• PROBLEM:
Lines from the one containing "circular dependency detection" through the last line of the records below are to be repeated exactly.

#### INPUT FOR THIS TASK ####

PR #214, opened 2015-05-01
New layout test suite

yinfeiru:
OMG.. Finally get a chance to take a step back and re-do the layout test. Feel much better with it now!!

1. `testLayoutEdit` in `EditProtocolTest` now only takes care of layout protocol - `"-1"` for adding parent layout, `"0"` for removing a layout, other id name for adding anchor layout, ignoring non-existing view
2. `TestView` has 2 tests now - one for testing the basic operations, the other for testing circular dependency detection


joeatwork:
Great! I'm good to go with this!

####

• SOLUTION FOR THIS TASK:
2. `TestView` has 2 tests now - one for testing the basic operations, the other for testing circular dependency detection


joeatwork:
Great! I'm good to go with this!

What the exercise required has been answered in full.